Miss Marple ne répondit pas et, quelques instants plus tard, les deux femmes sortaient du salon de thé. Bunch ne tarda pas à remettre la conversation sur le sujet qui la passionnait.

— Enfin, tante Jane, qui soupçonnez-vous ?

— Je n’en sais plus rien du tout. J’avais une idée, mais je l’ai abandonnée. Je voudrais pourtant bien tirer cette affaire au clair rapidement. Car le temps presse...

— Comment cela ?

— La vieille dame, là-bas, en Écosse, peut mourir d’un moment à l’autre.

Bunch s’immobilisa, surprise.

— Alors, vous croyez vraiment que les coupables sont Pip et Emma... et qu’ils recommenceront ?

— Évidemment qu’ils recommenceront ! Quand on a pris la résolution de tuer quelqu’un, on n’y renonce pas parce qu’on n’a pas réussi la première fois. Surtout quand on est à peu près sûr qu’on n’est pas soupçonné.

— Mais, si c’est Pip et Emma, reprit Bunch, ils ne peuvent être que Patrick et Julia. Ils sont frère et sœur et les âges correspondent.

— Ce n’est pas si simple que ça ! Il y a bien d’autres hypothèses. La femme de Pip, s’il est marié ou, si c’est elle qui est mariée, le mari d’Emma. Il y a aussi leur mère. L’affaire la concerne, bien qu’elle n’hérite pas directement. Si Letty Blacklock ne l’a pas vue depuis trente ans, elle ne la reconnaîtrait probablement pas. Une vieille femme ressemble à une autre vieille femme et miss Blacklock est terriblement myope. Concluez !... Et puis, il y a leur père qui ne valait pas cher...

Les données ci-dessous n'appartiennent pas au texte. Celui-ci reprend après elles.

PR #3348, opened 2020-02-10
handle editor state changes done in macro

petrjasek:
SDBELGA-250

### DIFF
--- a/scripts/core/editor3/reducers/editor3.tsx
+++ b/scripts/core/editor3/reducers/editor3.tsx
@@ -1,4 +1,4 @@
-import {RichUtils, EditorState} from 'draft-js';
+import {RichUtils, EditorState, ContentState} from 'draft-js';
 import {setTansaHtml} from '../helpers/tansa';
 import {addMedia} from './toolbar';
 import {getCustomDecorator, IEditorStore} from '../store';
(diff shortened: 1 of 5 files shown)


scripts/core/editor3/reducers/editor3.tsx
```diff
@@ -16,6 +16,8 @@ const editor3 = (state: IEditorStore, action) => {
     switch (action.type) {
     case 'EDITOR_CHANGE_STATE':
         return onChange(state, action.payload.editorState, action.payload.force, false, action.payload.skipOnChange);
+    case 'EDITOR_PUSH_STATE':
+        return pushState(state, action.payload.contentState);
```
tomaskikutis: What about converting html to editorState and calling `onChange`(as in line 18) instead of adding `pushState`?

petrjasek: macros can handle editor state now so imo it's better to use that rather than converting it to html on backend and then parse it here and hope for the best..

tomaskikutis: Sorry, I thought we are getting `html` from the server after the macro is applied, which is probably not the case. What I was suggesting is to inline `pushState` code instead of creating a 2 line function, but it doesn't really matter.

— De naissance, oui. Mais ça ne prouve pas qu’il faisait de grands gestes et parlait un mauvais anglais. Je suis convaincue qu’il pourrait jouer le rôle... d’un vieux colonel de l’armée des Indes aussi bien que n’importe qui.

— C’est ça que vous croyez ?

— Mais non, ma chérie ! Je crois seulement qu’il s’agit d’une véritable fortune et que je connais suffisamment l’humanité pour savoir que les gens sont capables de faire des choses terribles pour devenir riches d’un seul coup.

— Bien mal acquis ne profite jamais !

— C’est vrai. Seulement, ça, ils l’ignorent.